If you think about it, the minimum egg drops required for any problem is
just two - but this would require that the dropper is lucky enough to take
the 2 drops - on and immediately below the critical floor. I guess another
way to think of it is - the minimum number drops that is guaranteed to
reveal the critical floor (provided you follow the prescribed method).

So returning to our problem with 100 floors and 2 eggs. We have shown that
we can definitely find the critical floor if we take 14 drops. Now we need
to show that 13 drops is not sufficient. Using the same method as before
and if again we say that the critical floor is 100 then our drops would be
on the following floors:

13,25,36,46,55,63,70,76,81,85,88,90,91

Ah! So here we have taken 13 drops but we have only narrowed down the
possibilities to within 9 floors (92 to 100). Therefore the 14 drop method
is the minimum that is guaranteed to find the critical floor.

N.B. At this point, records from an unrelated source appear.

PR #3080, opened 2020-08-19
Minimal Standalone API

ambrozic:
### Description of change

This is draft pull request where we review changes and discuss their suitability or recommend new ones.

#### Goals
 - minimal set of required services for successful startup
   - postgres/datahub
   - postgres/mi

 - manage errors from services
   - search over Elasticsearch
   - company matching service (dnb)
   - external dnb api service
   - consent service
   - activity stream
   - sso service
   - export wins api

 - added timeout for all API clients communicating with external services
 - external services using datahub API will have to handle this errors

#### Questions
 - should we raise 502 or 503 error?
 - we could make it work with a single postgres instance and two databases (datahub and mi)


mcbhenwood:
My answers to the Qs:

# 502 vs 503....

Tricky. I still think 502 is the answer. Even though Data Hub isn't just acting as a dumb proxy, it is reporting the unavailability of a downstream service. 503 is more for "go away I'm too busy right now", i.e. it reflects a state in the immediate server, rather than its downstream. I guess we're just falling into the gaps left in an protocol which was defined during an era of quite monolithic architectures

# One Postgres instance with 2 dbs

Yes I think this is a great idea.

config/settings/common.py
```diff
@@ -340,6 +340,8 @@
 
 APPEND_SLASH = False
 
+DEFAULT_SERVICE_TIMEOUT = float(env('DEFAULT_SERVICE_TIMEOUT', default=5.0))
```
mcbhenwood, line 343: Perhaps append the time unit to the property name (which I assume to be `_SEC`) but not entirely sure)

datahub/company/consent.py
```diff
@@ -158,7 +159,7 @@ def get_many(emails):
             json=body,
             params={'limit': len(emails)},
         )
-    except ConnectionError as exc:
+    except APIServiceUnavailableException as exc:
         logger.error(exc)
         error_message = 'Encountered an error connecting to Consent API'
```
mcbhenwood, line 164: Can we reword this to say "Legal Basis API"? 

I appreciate that the whole Python module is incorrectly named and there probably ought to be a ticket to remedy that but hey

docker-compose-minimal.yml
```diff
@@ -0,0 +1,19 @@
...
+      - "5432:5432"
+
+  mi-postgres:
+    image: postgres:9.6
+    restart: always
+    environment:
+      - POSTGRES_DB=mi
+      - POSTGRES_PASSWORD=mi
+    ports:
+      - "54321:5432"
```
mcbhenwood, line 19: I can see you've had to side-step a port clash here. Do these two instances _need_ to be exposed on the Docker host? Or are you catering for people who bring up the API natively rather than inside Docker?

(Noted that your "one Postgres" solution would entirely negate the need for this port choice)

config/settings/common.py
ambrozic: i am fine with either. other timeout settings have no unit. another option would be to add a comment ie `#  in seconds` to all timeout settings (mind blowing, i know)

docker-compose-minimal.yml
ambrozic: this instances do not need to be exposed outside docker network. it is a matter of developer's workflow (native or not). personally i am not a fan of run-everything-in-docker and prefer a native approach. but it is a small change to make it work in native mode.

what i will do:
 - make it run with a single postgres instance with 2 pre-created databases
 - leave ports unexposed (native users can change this manually)
 - change `sample_env` settings to work on closed docker network (native users can change this manually)

config/settings/common.py
elcct: I think our other timeout environment variables use seconds as a unit across, but don't manifest that in their name. I think to be consistent just the DEFAULT_SERVICE_TIMEOUT should be okay.

docker-compose-minimal.yml
elcct: This assumes that developer will have the port 54321 free. Maybe we could use an environment variable for that, e.g. `MI_DATABASE_EXTERNAL_PORT` and then we could also provide a default value like:

```
    ports:
      - "${MI_DATABASE_EXTERNAL_PORT:-54321}:5432"
```
That I think needs bumping the version to `'3'`.

ambrozic: @elcct will try to have both databases in same, single postgres instance

regarding docker compose file versioning - why are we using `2` in most cases? any particular reason for not using `3.x`?

elcct: I can think that maybe because `3.x` was not available when the file has been created and then it was never upgraded.

config/settings/common.py
mcbhenwood: ok conceded

mcbhenwood (approved):

cgsunkel (approved):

Just briefly returning to you example of the critical floor at 57 the
testing sequence would be

14,27,39,50,60s,51,52,53,54,55,56,57s = 12 drops (the ‘s’ suffix denotes a
smashed egg).

So this only required 12 drops. However, this does not mean the answer is
12 because this method might require 14 drops if the critical floor was
elsewhere (floor 59 for example).

Hope that helps…


#20

That is a ■■■■ good solution. And you explained quite well.